Solved – Adjusted R-squared: number of terms or independent variables

interactionoverfittingr-squaredregressionstatistical significance

When applying a multiple linear regression, does the adjusted R-squared value depend on the number of independent variables in the model or the number of terms? Specifically, I'm concerned that adding interaction terms while keeping the number of independent variables the same may artificially inflate my adjusted R-squared value. Would this be the case? If so, is there a better metric of fit that I could use that acknowledges these additional interaction terms?

Best Answer

The adjustment is for the number of terms in the regression

If you add interactions, adjusted $R^2$ is not "inflated" because of them ... if the terms add nothing of value, adjusted $R^2$ goes down just as it does when you add new variables that don't relate to the response.

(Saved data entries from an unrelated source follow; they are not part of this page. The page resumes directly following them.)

PR #85, opened 2022-09-30
USEID-502 Add android app link association file

pgurusinga:
# Proposed changes
- make association strings as constants
- prettify the json output for better overview of what is being returned


src/main/kotlin/de/bund/digitalservice/useid/statics/WellKnownController.kt
```diff
@@ -7,6 +7,17 @@ import org.springframework.stereotype.Controller
...
+private const val IOS_APPID = "VDTVKQ35RL.de.bund.digitalservice.UseID"
+private const val IOS_APPID_PREVIEW = "VDTVKQ35RL.de.bund.digitalservice.UseID-Preview"
+private const val IOS_PATH_URL = "/eID-Client"
+
+private const val ANDROID_RELATION = "delegate_permission/common.handle_all_urls"
+private const val ANDROID_NAMESPACE = "android_app"
+private const val ANDROID_PACKAGE = "de.digitalService.useID"
+private const val ANDROID_PACKAGE_FINGERPRINT = "38:3A:63:60:60:BE:0B:E9:40:AB:F8:67:EA:BB:64:C8:91:99:0B:DC:01:D8:3D:34:89:A6:29:E4:1D:3B:85:9F"
+private const val ANDROID_PACKAGE_PREVIEW = "de.digitalService.useID.Preview"
+private const val ANDROID_PACKAGE_PREVIEW_FINGERPRINT = "15:7E:42:A7:92:6B:A5:CA:9E:B0:29:8E:88:EE:81:0D:C3:13:E9:B5:84:41:50:28:8A:88:17:B4:14:40:FB:42"
```
mpanne, line 19: I would suggest to move this to the `application.yaml` to separate the code from the actual properties.

src/main/kotlin/de/bund/digitalservice/useid/statics/WellKnownController.kt
```diff
@@ -7,6 +7,17 @@ import org.springframework.stereotype.Controller
...
+
 @Controller
 class WellKnownController {
```
mpanne, line 22: I don't really like that everything is in the `statics` package. What about having a `widget` package and a `well-known` package?

mpanne (approved):
Thanks for the fast work! 
Just some small suggestions.

src/main/kotlin/de/bund/digitalservice/useid/statics/WellKnownController.kt
pgurusinga: @mpanne I actually did that, because application properties is always loaded first and it's counted as reading a file, but I reverted it, since it's more complex for such a simple string definition, I had to create another class `WellKnownProperties`. I can also add that if that is more beneficial for us

src/main/kotlin/de/bund/digitalservice/useid/config/WellKnownProperties.kt
```diff
@@ -0,0 +1,51 @@
...
+import org.springframework.boot.context.properties.ConfigurationProperties
+import org.springframework.stereotype.Component
+import org.springframework.validation.annotation.Validated
+import javax.validation.Valid
+import javax.validation.constraints.NotEmpty
+
+@Component
+@ConfigurationProperties(prefix = "wellknown")
+@Validated
+class WellKnownProperties {
```
mpanne, line 12: I like the new package structure. Why not move this to the `wellknown` package? :) It's not a global config but only needed in the package.

src/main/resources/application.yaml
```diff
@@ -32,4 +37,20 @@ eidservice:
...
+
+  android-config:
+    relation: "delegate_permission/common.handle_all_urls"
+    namespace: "android_app"
+    package-default:
+      name: "de.digitalService.useID"
+      fingerprint: "38:3A:63:60:60:BE:0B:E9:40:AB:F8:67:EA:BB:64:C8:91:99:0B:DC:01:D8:3D:34:89:A6:29:E4:1D:3B:85:9F"
+    package-preview:
+      name: "de.digitalService.useID.Preview"
+      fingerprint: "15:7E:42:A7:92:6B:A5:CA:9E:B0:29:8E:88:EE:81:0D:C3:13:E9:B5:84:41:50:28:8A:88:17:B4:14:40:FB:42"
```
mpanne, line 56: I like that.

mpanne (approved):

See Wikipedia's article on Coefficient of determination, in the section on Adjusted $R^2$:

a modification due to Theil[7] of $R^2$ that adjusts for the number of explanatory terms in a model relative to the number of data points

... and then the formulas given indicate the same thing:

$$\bar R^2 = {1-(1-R^{2}){n-1 \over n-p-1}} = {R^{2}-(1-R^{2}){p \over n-p-1}}$$

(since interactions count in the count of parameters) and

$$\bar R^2 = {1-{SS_\text{res}/df_e \over SS_\text{tot}/df_t}}$$

(i.e. because it uses a term with the df for error, which will go down as you add interaction terms, it clearly adjusts for the effect of adding terms whether they're interaction terms or not).

So adjusted $R^2$ unambiguously accounts for the effect of adding new terms into your model, whether they're from interactions between existing variables or from additional variables.